Fading in works just like fading out: Select a region of sound starting exactly at the first sample of the audio clip with the abrupt beginning. Adjust the selection to be on the order of 10ms long. Use the Effect:Fade In command to smoothly bring up the volume within the selection.

Although fading in and fading out at every edit is a bit painful (and Audacity really should provide some better automation for this), this is critical for professional-sounding editing. Fading in and out over longer time spans can be used in creative and artistic ways to subtly introduce background music or sound effects — it’s not just about removing pops and clicks.

Adjusting Levels

Each track in Audacity has a continuously adjustable volume control called the amplitude envelope. You access the amplitude envelope by selecting the envelope tool (see the selected tool at the upper left in the figure below) and you click and drag on the envelope to make adjustments. To get rid of an envelope breakpoint, drag the breakpoint out of the track (up or down).


Global Levels and Pan

Every track also has a volume control and a pan control. These are available at the left margin of the track. Volume does what you would expect: It scales the amplitude of the entire track. Pan assign a variable amount of signal from left to right in a stereo mix.


Both music and animation sometimes call for timed sequences of events (using our terminology from Monday, an event is something that happens at a point in time, whether it relates to image, sound, robot, or whatever).

One (silly) way to get timed sequences is with code that stops and waits, e.g.

// a sequence of two sounds
turn on sound 1;
wait a bit;
turn off sound1;
turn on sound 2;
wait another bit;
turn off sound 2;

but this stops your program from doing anything else while you wait. You cannot receive input. You cannot update an animation in draw. You cannot play other sound sequences at the same time.

We need another approach. Think back to our ubiquitous bouncing ball example. How do we preserve the ball location from one frame (call to draw) to the next frame? In order to draw the next frame we have to have a sort of plan for the ball, and we store that “plan” (really just location and velocity) in variables. (Digression: In Computer Science, we call the “plan” or the stored information that affects the future of the program the state of the program. The word “state” comes from Physics and it’s the same word as “state of affairs” — it’s a great concept. E.g. if I want my eReader app to open the book I was reading to the page where I left off, I can say “this app needs to save its state before it exits”.)

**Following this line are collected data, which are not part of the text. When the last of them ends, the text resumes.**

PR #6905, opened 2020-02-13
Fix Document Error

myungjunChae:
# Description
In `docs/Filtering-Observables.md`, Example code of `.timeout()` has unexpected result.

It creates Observable with Thread.sleep(), but subscribed by just `.subscribe()` not `.blockingSubscribe()`.

So It needs to be changed `.subscribe()`to `.blockingSubscribe()` for expected result.

### DIFF
--- a/docs/Filtering-Observables.md
+++ b/docs/Filtering-Observables.md
@@ -747,7 +747,7 @@ Observable<String> source = Observable.create(emitter -> {
 });
 
 source.timeout(1, TimeUnit.SECONDS)
-        .subscribe(
+        .blockingSubscribe(
                 item -> System.out.println("onNext: " + item),
                 error -> System.out.println("onError: " + error),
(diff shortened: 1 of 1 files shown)


akarnokd:
The example works as intended and prints the expected result. Have you tried the example?

> It creates Observable with Thread.sleep(), but subscribed by just .subscribe() not .blockingSubscribe().

This blocks on the main thread after "C" thus the timeout message will still print. The `main()` can't quit until the `Thread.sleep(1200)` and  calls after that end.

myungjunChae:
Sorry, akarnkd. It's my fault. 
Actually, whole my code is like under
```
 stream.subscribeOn(Schedulers.io())
        .timeout(1, TimeUnit.SECONDS)
        .subscribe(
            {println(it)},
            {err->println(err)}
        )
```

It has `.subscribeOn(Schedulers.io())`additionally.
When I eliminate that, Code works right.

PR #6944, opened 2020-04-02
Update image urls to non-transparent version.

### LINKED ISSUE #6883: 3.x: Marbles should have a proper background
The transparent ones look terrible with dark-themed IDEs or non-light background:

image

Only looks fine in Eclipse:

image

Write a program that goes through the images in `https://github.com/ReactiveX/RxJava.wiki.git` `images/rx-operators`, checks if the image has transparency, draw it onto a white background then save it as `originalName.v3.png` (because some of those are linked all around). Find the filename in the source code and replace them.

tomislavhofman:
Updated image urls to use non-transparent ones as per #6883

Resolves #6883


akarnokd (approved):

akarnokd:
Thanks. The new v3 images load in properly.

tomislavhofman:
Glad to help.

PR #6946, opened 2020-04-04
3.x: Fix Observable.flatMap with maxConcurrency hangs

### LINKED ISSUE #6945: Deadlock
RXJava 3.0.1.
I randomly got into a weird situation where my code entered a deadlock and I don't know why.
I simplified the code and got to the below part which will enter a deadlock and never return.
This seems like a bug, but maybe I'm missing something.
The code:
```java
Observable
    .range(1, 20)
    .flatMap(
            integer -> {
                if (integer % 5 != 0) {
                    return Observable
                            .just(integer);
                }

                return Observable
                        .just(-integer)
                        .observeOn(Schedulers.io());
            },
            false,
            1
    )
    .ignoreElements()
    .blockingAwait();
```

akarnokd:
Queued up scalar values were not counted as completed, thus the subsequent sources where not subscribed to to fill up the allowed concurrency level.

Fixes #6945

### DIFF
--- a/src/main/java/io/reactivex/rxjava3/internal/operators/observable/ObservableFlatMap.java
+++ b/src/main/java/io/reactivex/rxjava3/internal/operators/observable/ObservableFlatMap.java
@@ -318,6 +318,7 @@ public final class ObservableFlatMap<T, U> extends AbstractObservableWithUpstrea
                 if (checkTerminate()) {
                     return;
                 }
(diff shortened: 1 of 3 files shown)


vanniktech (approved):
Flowable works?

akarnokd:
Yes. Added the test for it too anyway.

vanniktech (approved):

Getting back to business here, we need to create state that describes a sequence of events. Let’s use an array of objects. Each object will contain an event time and parameters for an action. We’ll use millis() to keep track of time, and when millis() (converted to seconds) is greater than or equal to the event time, we’ll perform the action and increment an index to point to the next object in the array.

Here’s some code. Notice that the action (act) both plays a tone and draws a box. The freq property is a ratio relative to some starting pitch, so we multiply (arbitrarily) by 800 to get a frequency for the oscillator (first line of the act function). The boxes stay on the canvas because there is no call to background in draw.


How would you change the program if you needed to redraw everything every time draw is called?

What state would you need?

How would you change the program to produce different types of actions?

How would you change the program to play a sequence when an event (mouse click) occurs?